Mathematical model of dual strain synthetic oscillator (Mathematica). See Ye and Kim et al., Emergent genetic oscillations in a synthetic microbial consortium, Science (2015) for details.
The code simulates the system describing the transcriptional-translational feedback loop (TTFL) of PER protein by using delayed Gillespie algorithm. See “Spatially coordinated collective phosphorylation filters spatiotemporal noises for precise circadian timekeeping “, Chae et al. (2023), iScience for details.
Bayesian inference algorithms
Moment-based Bayesian inference method (MBI) for inferring cell-to-cell heterogeneity in the non-Markovian signaling process. See Kim et al., Systematic inference identifies a major source of heterogeneity in cell signaling dynamics: the rate-limiting step number, Science Advances (2022) for details.
Bayesian inference algorithm (R code) that estimates reaction rates and delay distribution of Birth-Death process with time delay. See Choi et al., Bayesian inference of distributed time delay in transcriptional and translational regulation, Bioinformatics (2019) for details
R package that performs the Bayesian inference for enzyme kinetics with the total quasi-steady-state approximation model. See Choi et al., Beyond the Michaelis-Menten equation: Accurate and efficient estimation of enzyme kinetic parameters, Scientific Reports (2017) for details.
- Hierarchical Bayesian inference for systems with delay
Hierarchical Bayesian inference algorithm (Python code) that estimates reaction rates and delay distribution of Birth-Death process with time delay over heterogeneous population. See Cortez et al., Hierarchical Bayesian models of transcriptional and translational regulation processes with delays, Bioinformatics (2021) for details.

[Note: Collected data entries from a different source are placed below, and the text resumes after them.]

PR #364, opened 2022-12-08
Opt-In Panic Recovery

JacobOaks:
Currently, when a panic occurs in provided/invoked/decorated functions, the message users see can be very unwieldy, especially with complicated dependency graphs.

This change allows us to construct our container with a new `Option` called `RecoverFromPanics()`:

```go
c := dig.New(dig.RecoverFromPanics())
```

Matlab code for the calculation of exact moments of biochemical reaction networks with feed-forward structures. See Kim and Sontag, Reduction of Multiscale Stochastic Biochemical Reaction Networks using Exact Moment Derivation, PLoS Com Biol (2017) for details.
Matlab code for efficient and accurate simulations of stochastic biochemical systems containing rapid reversible binding reactions. See Song et al., Universally valid reduction of multiscale stochastic biochemical systems using simple non-elementary propensities, PLoS Com Biol (2021) for details.
Matlab code to analytically derive stationary distributions for a given stochastic biochemical reaction networks using network translation and propensity factorization based on chemical reaction network theory. See Hong et al., Derivation of stationary distributions of biochemical reaction networks via structure transformation, Commun Biol (2021) for details.
MATLAB code for inferring networks of biochemical systems from oscillatory data. See Tyler et al., Inferring causality in biological oscillators, Bioinformatics (2021) for details.
Diagnosis for sleep disorders
A computational package (Python) that can phenotype obstructive sleep apnea (OSA) patients based on their polysomnography (PSG) data. See Ma et al., Combined unsupervised‑supervised machine learning for phenotyping complex diseases with its application to obstructive sleep apnea, Scientific Reports (2021) for details.
The computational code for predicting the classification via RF based on either the MCQI-6 or the MCQI-14.